We don’t need to teach these truths to denigrate America. We need to teach this history in the appropriate historical context to understand the need to never let greed and ignorance drive our actions. To ignore it, or bury it in wishful revisionist tracts, should be an anathema to our embracing the truth.
A Critique of Whitewashing American History
The deliberate minimization of slavery, racism, and prejudice in American historical education represents not a neutral or balanced approach, but an active distortion of the historical record. When legislators, school boards, and curriculum designers scrub references to systemic racism from textbooks, ban books that center the experiences of enslaved people, or reduce centuries of brutal oppression to a footnote in an otherwise triumphant national narrative, they are not protecting students — they are deceiving them. Slavery was not a peripheral episode in American history; it was foundational to the nation’s economic development, political architecture, and social order. The Constitution itself encoded it. The wealth generated by enslaved labor underwrote the industrial revolution, financed universities, and built the infrastructure of a modern nation. To teach American history without that truth at its center is to teach a myth, and myths, however comforting, cannot survive contact with reality.
The consequences of this willful ignorance extend far beyond the classroom. When young people—particularly young people of color—confront the lived reality of racial inequality without any historical framework to explain it, they are left without the tools to understand their own society. Racism did not end with the Emancipation Proclamation, nor with the Civil Rights Act of 1964. Its roots run through Reconstruction’s betrayal, the terror of Jim Crow, redlining, mass incarceration, and voter suppression — a continuous thread that cannot be understood in isolation from its origins. Dismissing honest engagement with this history as “divisive” or “unpatriotic” is itself a political act, one that serves to preserve existing power structures by keeping citizens ignorant of how those structures were built. A democracy cannot meaningfully reckon with its present without an honest accounting of its past, and no genuine patriotism is served by a sanitized lie.

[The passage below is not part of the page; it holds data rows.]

PR #1474, opened 2024-06-01
Fix code block formatting typo in README

agrvz:
Small fix to correct formatting of code block example in README for "Add data validation to a range".

Before:
before

After:
after


lavigne958:
Thank you for this contribution!

I'll merge this changes regardless of the failed CI for this time only, exceptionally.

PR #1475, opened 2024-06-02
[feature] Add 'expand_table' feature

### LINKED ISSUE #1414: cell.expand('table') feature requests
In the past, I used to use [xlwings](https://docs.xlwings.org/en/latest/index.html) library for Excel. In their API they have a very handy way of selecting "tables"  starting for a specific cell. 

you could use it, for example, to get data from a series of sheets that have table with variable size but always start from the cell `"A1"`. so you "expand" the selection similar to what you do when do `cmd+left_arrow`, `cmd+down_arrow` on the worksheet, 

The usage is better explained in the documentation:
[`range.expand('table')` ](https://docs.xlwings.org/en/latest/api/range.html#xlwings.Range.expand)

this is a snippet of the usage, expand have one of three arguments `"table", "right","down"`. 
```python
import xlwings as xw
wb = xw.Book()
sheet1 = wb.sheets[0]
sheet1.range('A1').value = [[None, 1], [2, 3]]
sheet1.range('A1').expand().address
sheet1.range('A1').expand('table').addres
```

I implemented the `"table"` version for myself just because I found it very handy. 
```python
    def expand_table(worksheet: gspread.worksheet.Worksheet, cell: gspread.Cell) -> str:
        """
        Expands a cell range in gspread based on non-null adjacent cells, similar to
        xlwings.Range('A1').expand('table').
        """

        if not cell.value:
            raise ValueError(f"Cell at {cell} is empty.")
        
        row_values = worksheet.row_values(cell.row)
        row_values = row_values[row_values.index(cell.value):]
        row_values = row_values[:row_values.index('')] if '' in row_values else row_values
        right_boundary_col = cell.col + len(row_values) -1
        
        column_values = worksheet.col_values(right_boundary_col)
        column_values = column_values[column_values.index(worksheet.cell(row=cell.row,col=right_boundary_col).value):]
        column_values = column_values[:column_values.index('')] if '' in column_values else column_values
        bottom_boundary_row = cell.row + len(column_values) -1

        up_a1 = gspread.utils.rowcol_to_a1(cell.row,cell.col)
        low_a1 = gspread.utils.rowcol_to_a1(bottom_boundary_row,right_boundary_col )

        return f'{up_a1}:{low_a1}' 

```
 maybe there's a way of doing this using `gspread`, but I couldn't find it. 
 
Thanks in advance!

lavigne958:
Add a new feature that allows a user to expand a cell range
into a table.

the expand will look for the right most cell with adjacent value.
the expand will look for the bottom most cell with adjacent value.
the expand will table down from top left celle range to bottom right
value.

closes #1414

### DIFF
--- a/gspread/utils.py
+++ b/gspread/utils.py
@@ -986,49 +986,37 @@ def to_records(
 
 
 def _expand_right(values: List[List[str]], start: int, end: int, row: int) -> int:
-    """This is a private function, returning the column index of the first empty cell
+    """This is a private function, returning the column index of the last non empty cell
     on the given row.
 
     Search starts from ``start`` index column.
     Search ends on ``end`` index column.
     Searches only in the row pointed by ``row``.
-
-    If no empty value is found, it will return the given ``end`` index.
     """
-    for column in range(start, end):
-        # in case the given row is smaller that what is being asked
-        if column >= len(values[row]):
-            return len(values[row]) - 1
-
-        if values[row][column] == "":
-            return column
-
-    return end
+    try:
+        return values[row].index("", start, end) - 1
+    except ValueError:
+        return end
 
 
 def _expand_bottom(values: List[List[str]], start: int, end: int, col: int) -> int:
-    """This is a private function, returning the row index of the first empty cell
+    """This is a private function, returning the row index of the last non empty cell
     on the given column.
 
     Search starts from ``start`` index row.
     Search ends on ``end`` index row.
     Searches only in the column pointed by ``col``.
-
-    If no empty value is found, it will return the given ``end`` index.
     """
     for rows in range(start, end):
         # in case we try to look further than last row
         if rows >= len(values):
             return len(values) - 1
 
-        # this row is smaller than the others, just keep looking
-        if col >= len(values[rows]):
-            continue
+        # check if cell is empty (or the row => empty cell)
+        if col >= len(values[rows]) or values[rows][col] == "":
+            return rows - 1
 
-        if values[rows][col] == "":
-            return rows
-
-    return end
+    return end - 1
 
 
 def find_table(
@@ -1042,10 +1030,12 @@ def find_table(
 
         * ``TableDirection.right``: expands right until the first empty cell
         * ``TableDirection.down``: expands down until the first empty cell
-        * ``TableDirection.table``: expands right until the first empty cell, then down until the first empty cell
+        * ``TableDirection.table``: expands right until the first empty cell and down until first empty cell
 
-    Regardless of the direction this function always returns a matrix of data, even if it has
-    only one column.
+    In case of empty result an empty list is restuned.
+
+    When the given ``start_range`` is outside the given matrix of values the exception
+    `~gspread.exceptions.InvalidInputValue` is raised.
 
     Example::
 
@@ -1064,7 +1054,7 @@ def find_table(
 
     .. note::
 
-       the ``TableDirection.table`` will first look right, then look down.
+       the ``TableDirection.table`` will look right from starting cell then look down from starting cell.
        It will not check cells located inside the table. This could lead to
        potential empty values located in the middle of the table.
 
@@ -1083,28 +1073,37 @@ def find_table(
     row -= 1
     col -= 1
 
+    if row >= len(values):
+        raise InvalidInputValue(
+            "given row for start_range is outside given values: start range row ({}) >= rows in values {}".format(
+                row, len(values)
+            )
+        )
+
+    if col >= len(values[row]):
+        raise InvalidInputValue(
+            "given column for start_range is outside given values: start range column ({}) >= columns in values {}".format(
+                col, len(values[row])
+            )
+        )
+
     if direction == TableDirection.down:
-        rightMost = col + 1
+        rightMost = col
         bottomMost = _expand_bottom(values, row, len(values), col)
 
     if direction == TableDirection.right:
+        bottomMost = row
         rightMost = _expand_right(values, col, len(values[row]), row)
-        bottomMost = row + 1
 
     if direction == TableDirection.table:
         rightMost = _expand_right(values, col, len(values[row]), row)
-
-        checkColumn = rightMost
-        if checkColumn != 0:
-            checkColumn -= 1
-
-        bottomMost = _expand_bottom(values, row, len(values), checkColumn)
+        bottomMost = _expand_bottom(values, row, len(values), col)
 
     result = []
 
     # build resulting array
-    for rows in values[row:bottomMost]:
-        result.append(rows[col:rightMost])
+    for rows in values[row : bottomMost + 1]:
+        result.append(rows[col : rightMost + 1])
 
     return result
 
--- a/gspread/utils.py
+++ b/gspread/utils.py
@@ -168,6 +168,12 @@ class ValidationConditionType(StrEnum):
     filter_expression = "FILTER_EXPRESSION"
 
 
+class TableDirection(StrEnum):
+    table = "TABLE"
+    down = "DOWN"
+    right = "RIGHT"
+
+
 def convert_credentials(credentials: Credentials) -> Credentials:
     module = credentials.__module__
     cls = credentials.__class__.__name__
@@ -977,6 +983,130 @@ def to_records(
     """
 
     return [dict(zip(headers, row)) for row in values]
+
+
+def _expand_right(values: List[List[str]], start: int, end: int, row: int) -> int:
+    """This is a private function, returning the column index of the first empty cell
+    on the given row.
+
+    Search starts from ``start`` index column.
+    Search ends on ``end`` index column.
+    Searches only in the row pointed by ``row``.
+
+    If no empty value is found, it will return the given ``end`` index.
+    """
+    for column in range(start, end):
+        # in case the given row is smaller that what is being asked
+        if column >= len(values[row]):
+            return len(values[row]) - 1
+
+        if values[row][column] == "":
+            return column
+
+    return end
+
+
+def _expand_bottom(values: List[List[str]], start: int, end: int, col: int) -> int:
+    """This is a private function, returning the row index of the first empty cell
+    on the given column.
+
+    Search starts from ``start`` index row.
+    Search ends on ``end`` index row.
+    Searches only in the column pointed by ``col``.
+
+    If no empty value is found, it will return the given ``end`` index.
+    """
+    for rows in range(start, end):
+        # in case we try to look further than last row
+        if rows >= len(values):
+            return len(values) - 1
+
+        # this row is smaller than the others, just keep looking
+        if col >= len(values[rows]):
+            continue
+
+        if values[rows][col] == "":
+            return rows
+
+    return end
+
+
+def find_table(
+    values: List[List[str]],
+    start_range: str,
+    direction: TableDirection = TableDirection.table,
+) -> List[List[str]]:
+    """Expands a list of values based on non-null adjacent cells.
+
+    Expand can be done in 3 directions defined in :class:`~gspread.utils.TableDirection`
+
+        * ``TableDirection.right``: expands right until the first empty cell
+        * ``TableDirection.down``: expands down until the first empty cell
+        * ``TableDirection.table``: expands right until the first empty cell, then down until the first empty cell
+
+    Regardless of the direction this function always returns a matrix of data, even if it has
+    only one column.
+
+    Example::
+
+        values = [
+            ['', '',   '',   '', ''  ],
+            ['', 'B2', 'C2', '', 'E2'],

This revisionist trend, fueled by Christian nationalism, fervent isolationism, and willful disregard for the truth, sets us on a dangerous course. Failing to recognize what humans are capable of doing, especially by ignoring the reality of history, risks our repeating the same mistakes.
America should be rightfully proud of the good we have done in the world. One way to embrace that is to accept that we made mistakes and benefited from the enslavement and brutal treatment of others, and strive to never let that happen again. We can do that only if we have an open, factual historical background, not one shaped by politics.

You know he is Rhode Island’s patron saint, he will never go away.